Monday, 26 November 2007

Grand Edo, The Venetian, Macau

Sophisticated and stylish Japanese restaurant overlooking one of the Venetian's canals. The food is delicious and varied - succulent and flavoursome fish and beef dishes are expertly prepared by a chef with almost mesmerising skill on a hot stove in front of you. For those who prefer their Japanese food raw, there is also plenty of sushi and sashimi to choose from. Each dish is served on traditional, heavyweight Japanese platters to diners often sitting on high chairs around a bar, which can make conversation with anyone other than your neighbour tricky. Prices are justifiably on the high side and the atmosphere is fairly low-key, but the Grand Edo's food makes it well worth a visit. 8/10

Friday, 23 November 2007

Madeira Portuguese Restaurant, The Venetian, Macau

One of a cluster of restaurants in 'St Mark's Square' - part of the Venetian Resort's faux Italian cityscape. The Madeira has tables 'outside' so you can sit under the fake sky in perpetual fake daylight.

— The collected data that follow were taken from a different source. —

PR #6318, opened 2024-10-20
Create deno.yml

Pandupra89:


alexr00:
We will not be supporting deno right now.

PR #6319, opened 2024-10-21
Notifications - Manager -> Provider cleanup

lszomoru:


src/notifications/notificationsManager.ts
```diff
@@ -73,38 +53,99 @@ export class NotificationsManager {
...
+			const notifications = Array.from(this._notifications.values());
 
-	public removeNotification(key: string): void {
-		this._notifications.delete(key);
-	}
+			return {
+				notifications: this._sortNotifications(notifications),
+				hasNextPage: this._hasNextPage
+			};
+		}
```
alexr00, line 64: Will `getNotifications` get called often with `compute === false`? The Javascript `Map` is sorted by insertion order, so we could re-make the map ever time the sort order changes so we don't have to sort here.

src/notifications/notificationsManager.ts
```diff
@@ -73,38 +53,99 @@ export class NotificationsManager {
...
-			const notification = this._notifications.get(update.key);
-			if (notification) {
-				notification.priority = update.priority;
-				notification.priorityReasoning = update.priorityReasoning;
-				updated.push(notification);
-			}
+		const notification = this._notifications.get(notificationIdentifier.notificationKey);
+		if (notification) {
+			this._onDidChangeNotifications.fire([notification]);
+			this._notifications.delete(notificationIdentifier.notificationKey);
```
alexr00, line 138: Might be better to do the `delete` before the `fire` to ensure that the state that is maintained in the `NotificationsManager` is fully up-to-date before event listeners are called.

src/notifications/notificationsView.ts
```diff
@@ -9,35 +9,35 @@ import { dispose } from '../common/utils';
...
+	private _pageCount: number = 1;
 	private _computeNotifications: boolean = false;
 
-	constructor(private readonly _notificationsProvider: NotificationsProvider, private readonly _notificationsManager: NotificationsManager) {
+	constructor(private readonly _notificationsManager: NotificationsManager) {
 		this._disposables.push(this._onDidChangeTreeData);
-		this._disposables.push(this._notificationsManager.onDidChangeNotifications(updates => {
-			this._onDidChangeTreeData.fire(updates);
+		this._disposables.push(this._notificationsManager.onDidChangeNotifications(() => {
+			this._onDidChangeTreeData.fire();
```
alexr00, line 26: nit: now that we have `this.refresh(false)` it would be nice to call that instead of firing the event emitter directly.

alexr00 (approved):
👏

PR #8039, opened 2025-10-24
Contribute open changes button to copilot-cloud-agent

joshspicer:


bhavyaus (approved):

rebornix (approved):

src/commands.ts
```diff
@@ -727,7 +727,22 @@ export function registerCommands(
...
-			} else {
+			}
+			else if (contextHasPath(pr)) {
+				// looks like '/123' where 123 is the PR number
+				const { path } = pr;
+				const prNumber = Number(path.startsWith('/') ? path.substring(1) : path);
+				if (Number.isNaN(prNumber)) {
+					return vscode.window.showErrorMessage(vscode.l10n.t('Unable to parse pull request number.'));
+				}
+				const folderManager = reposManager.folderManagers[0];
```
alexr00, line 749: Do we have any other info about which repo it is? Choosing the first folderManager and the first github repo will sometimes result in the wrong repo getting picked.

alexr00 (dismissed):
Conflicts.

src/commands.ts
joshspicer: I agree. The part right now only provides the URI (and now managed from another extension, so it's harder to map that). Taking a look if we can expose more information that is available to the editor's chat part

PR #8044, opened 2025-10-24
do not exclude markdown when detecting comment for Delegate codelens

joshspicer:
### Before
image

### After
image


joshspicer:
cc/ @alexr00  I am not sure why `isComment` excludes markdown (forcing it to return true) in the first place.  I did this change to avoid a behavior change in other places, but may want to change the default behavior of `isComment`?

alexr00:
It's because we always want to show the issue completion provider and issue link provider (which is actually disabled) in markdown. But, this can be moved into the issue completion provider.

PR #8105, opened 2025-11-06
Adopt scm/repository

alexr00:


package.json
```diff
@@ -3146,6 +3146,18 @@
 					"group": "1_modification@5"
 				}
 			],
+			"scm/repository": [
+				{
+					"command": "pr.create",
+					"when": "scmProvider =~ /^git|^remoteHub:github/ && scmProviderRootUri in github:reposNotInReviewMode",
+					"group": "navigation"
+				},
+				{
```
lszomoru: Do you really want to add it in both places?

alexr00: I thought that was best pactice. Anything that is added to the inline menu should also show in the context menu.

lszomoru: Given that menu items in the inline group can be hidden and then it will move to the `...` I would only add it inline

alexr00: GHPR has been following this best practice for just about every command (and where it doesn't, it's a mistake). If the best practice has changed, then it should be adopted for all menus in GHPR. For now, I will add it to both and we can discuss if the best practice has changed.

alexr00: Ok, I'm seeing that extension tree menus behave differently here. You cannot right click and hide actions in extension trees.

alexr00: I'll remove this from the context menu, and we can discuss in standup what should be done about the inline actions in extension tree.

lszomoru (approved):

PR #8126, opened 2025-11-10
Comments don't show when PR is on non-default repo

### LINKED ISSUE #8050: Comments don't show when PR is on non-default repo
When I make a PR to a repo that is also the default repo (the repo the "from" repo in the PR was forked from), I can see the comments in the associated PR "inline" in the editors (and also in the comments window) when that branch is checked out. Great!

However, this does not work when I'm submitting a PR to a repo that is not the default in the sense above. To be specific, we have repo "A" which is the the orginal repo for some project. There is a GH fork of this repo, repo "B" (under an organization), and then my own fork of "B", call it "C" under my user. Specifically "A" is [this](https://github.com/scylladb/seastar), "B" is [this](https://github.com/redpanda-data/seastar) and "C" is [this](https://github.com/travisdowns/seastar).

My workload is that I have all three configured as remotes, and I always push my feature branches to "C" and from there I open pull requests against "A" or "B" but most often "A". When I open them against "B", comments for the PRs show fine, but against "A" they do not. I can still see the PRs in the "Created by me" list in the GH PR extension sidebar, but not by default (I have to click "continue fetching from other remotes" once). I can see the contents of the PR in that view, open diffs, etc, but the comments do not show inline in the editable view of the same files even when the PR branch is checked out locally.

If I right click "Checkout pull request" from the GH PR menu, then the comments _do_ appear inline, but now I'm not on my local branch any more but a `pr/*` style branch like `pr/travisdowns/3068`.

- Extension version: 0.120.1
- VSCode Version: 1.105.1
- OS: Ubuntu 22.04 and 24.04
- Repository Clone Configuration (single repository/fork of an upstream repository):
- GitHub Product (GitHub.com/GitHub Enterprise version x.x.x): github.com

Steps to Reproduce:

1. As above

alexr00:
Fixes #8050

### DIFF
--- a/src/view/pullRequestCommentControllerRegistry.ts
+++ b/src/view/pullRequestCommentControllerRegistry.ts
@@ -20,9 +20,15 @@ interface PullRequestCommentHandlerInfo {
 	dispose: () => void;
 }
 
+interface PRCommentingRangeProviderInfo {
+	provider: vscode.CommentingRangeProvider2;
+	refCount: number;
+	dispose: () => void;
+}
+
 export class PRCommentControllerRegistry extends Disposable implements vscode.CommentingRangeProvider, CommentReactionHandler {
 	private _prCommentHandlers: { [key: number]: PullRequestCommentHandlerInfo } = {};
-	private _prCommentingRangeProviders: { [key: number]: vscode.CommentingRangeProvider2 } = {};
+	private _prCommentingRangeProviders: { [key: number]: PRCommentingRangeProviderInfo } = {};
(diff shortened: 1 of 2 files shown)


src/view/pullRequestCommentControllerRegistry.ts
```diff
@@ -20,9 +20,15 @@ interface PullRequestCommentHandlerInfo {
 	dispose: () => void;
 }
 
+interface PRCommentingRangeProviderInfo {
+	provider: vscode.CommentingRangeProvider2;
+	refCount: number;
+	dispose: () => void;
+}
```
Tyriar, line 27: `extends IDisposable`?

You might prefer the light and cool interior, but bewarned a singer with large sun glasses tirelessly and cheerfully serenades the tables, while unrelated pop videos play silently on a large flat screen in the background. The tapas is also a mixed bag. The meat and fish dishes can be bony and stingy, but the vegetable dishes are well prepared and the deserts are good enough. There is also a respectable wine list.5/10

Thursday, 22 November 2007

The Blue Frog, The Venetian, Macau

The cool, dark decor of The Blue Frog Bar & Grill is a blessed relief from the ostentatious gold fittings of the surrounding Venetian Resort Hotel. This is first and foremost a drinking den, but disappointingly, there are no local beers on tap and you have to make do with the standard international drinks brands, such as Carlsberg and Kilkenny, at international prices. A double Baileys, for example, will set you back about HK$120. To line your stomach, it is well worth choosing from the wide selection of burgers, sandwiches, steaks, salads and other western food. The juicy, salty ribeye steak is delicious, but the accompanying vegetables are a little too al dente. A newly-opened spin-off from the original Shanghai Blue Frog, the Macau branch could do with a few more punters. But the friendly, attentive staff and the funky music, which is cranked up loud later on, still make for a buzzy, night out atmosphere. 7/10

Tuesday, 20 November 2007

Cafe Deco, The Venetian, Macau

Billed as the largest restaurant in Asia, Cafe Deco is a sprawling 1930s-style establishment lit by huge bizarrely-shaped lights and specialising in an extensive breakfast buffet (HK$190 for adults). Despite the hundreds of seats, you may still have to queue for a table at busy times. Once you sit down, the numerous staff are quick to offer you coffee or tea. The buffet has everything from cereals to tropical fruits to smoked salmon to cold meats to hot English and Chinese food. While the scrambled eggs, rashers of bacon and sausages don't look very appealing, they are actually quite tasty. Reasonable value given the huge choice, but bewarned the buffet closes at 11am sharp. 6/10

Monday, 19 November 2007

Macau Old Town

An atmospheric blend of Chinese and Portuguese history and culture percolates through the busy shopping streets below the ruined, but striking, facade of the seventeenth century Jesuit Church of Mater Dei and the nearby stone fort from the same era. You can reach the eerie facade, the symbol of Macau, by wandering through narrow streets lined with tiny food stalls stacked with exotic and aromatic morsels. From the church, you can stroll up through the fort's crude stone walls guarded by aging canons. At the top, there are 360 degree views of Macau's forest of scruffy apartment blocks sprinkled with the odd plush casino-hotel or futuristic skyscraper. As you descend into the streets below, you will stumble on the occasional elegant colonial villa or church overlooking streets and squares paved with distinctive waves of small black and white tiles. Tucked away in one of the back alleys, you may also find a serene shrine to Confucius, lit up by scores of lanterns. Although, there are few real sights, Macau's historic heart is well preserved enough to justify at least a half a day of wandering. 7/10

TurboJet Sea Express, Hong Kong International Airport to Macau

After you arrive at Hong Kong airport, you can transfer to the ferry as if you were transferring to another flight, meaning you don't go through passport control and the ferry staff will move your luggage from the plane to the boat. But the crossing to Macau only takes place seven times a day, so you may have a couple of hours wait anyway. You are bussed down to the utilitarian ferry terminal where you spend half an hour hanging around before taking your seat on the boat. Economy class, (HK$180, one way) is comfortable enough for the 50-minute trip and you can purchase snacks and drinks. First class (HK$280) has bigger seats, a free sugary snack and a drink, plus priority departure.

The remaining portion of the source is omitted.